After 1805 the dominance of Britain's Royal Navy was unchallenged; in the 1890s Germany decided to match it. Grand Admiral Alfred von Tirpitz (1849–1930) dominated German naval policy from 1897 until 1916. Tirpitz turned the modest little fleet into a world-class force that could threaten the British Royal Navy. The British responded with new technology typified by the Dreadnought revolution. It made every battleship obsolete and, supplemented by the global network of coaling stations and telegraph cables, enabled Britain to stay well in the lead in naval affairs.
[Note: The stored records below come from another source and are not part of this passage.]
PR #2064, opened 2019-08-07
Separate ITIM DeviceTree into memory and control parts

aswaterman:
This helps introspective code know how much RAM actually lives in the ITIM.

**Impact**: API modification

### DIFF
--- a/src/main/scala/rocket/ICache.scala
+++ b/src/main/scala/rocket/ICache.scala
@@ -56,7 +56,23 @@ class ICache(val icacheParams: ICacheParams, val hartId: Int)(implicit p: Parame
     name = s"Core ${hartId} ICache")))))
 
   val size = icacheParams.nSets * icacheParams.nWays * icacheParams.blockBytes
-  val device = new SimpleDevice("itim", Seq("sifive,itim0"))
+  val itim_control_offset = size - icacheParams.nSets * icacheParams.blockBytes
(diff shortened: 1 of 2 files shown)


src/main/scala/rocket/ICache.scala
```diff
@@ -56,7 +56,23 @@ class ICache(val icacheParams: ICacheParams, val hartId: Int)(implicit p: Parame
     name = s"Core ${hartId} ICache")))))
 
   val size = icacheParams.nSets * icacheParams.nWays * icacheParams.blockBytes
-  val device = new SimpleDevice("itim", Seq("sifive,itim0"))
+  val itim_control_offset = size - icacheParams.nSets * icacheParams.blockBytes
+
+  val device = new SimpleDevice("itim", Seq("sifive,itim0")) {
+    override def describe(resources: ResourceBindings): Description = {
+     val Description(name, mapping) = super.describe(resources)
+     val Seq(Binding(_, ResourceAddress(address, perms))) = resources("reg/mem")
```
terpstra: I realize you got this line from me, but doesn't it give a warning about "what if the match is refuted"?

aswaterman: I searched through the warnings and the only thing that showed up for ICache.scala is an LFSR16 deprecation notice.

At about the same time Britain developed the use of fuel oil in warships instead of coal. The naval benefits of oil were significant, making ships cheaper to build and run, giving them greater range, and removing strategic limitations imposed by the need for frequent stops at coaling stations. Britain had plenty of coal but no oil, and it had relied on American and Dutch oil suppliers, so its foreign policy made it a high priority. At the prompting of Admiral John Fisher, this was addressed by Winston Churchill, beginning with the Royal Commission on Fuel and Engines of 1912. Urgency was applied when it was learned that Germany was organising a supply of oil in the Middle East. Britain secured its own supplies through foreign policy and its 1914 purchase of a controlling, 51% stake in the Anglo-Persian Oil Company, of which BP is successor.

==First World War==

Besides providing soldiers, munitions and fleets, one of Britain's most important roles was financing the war, with large-scale loans and grants to France, Russia, Italy and others. It tried to stay on friendly relations with the United States, which sold large quantities of raw materials and food, and provided large-scale loans. Germany was so convinced that the United States as a neutral was playing a decisive role, that it began unrestricted submarine warfare against the United States, which it knew it would lead to American entry into the war in April 1917. The United States then took over Britain's financial role, loaning large sums to Britain, France, Russia, Italy and the others. The US demanded repayment after the war, but did negotiate better terms for Britain. Finally in 1931, all debt payments were suspended.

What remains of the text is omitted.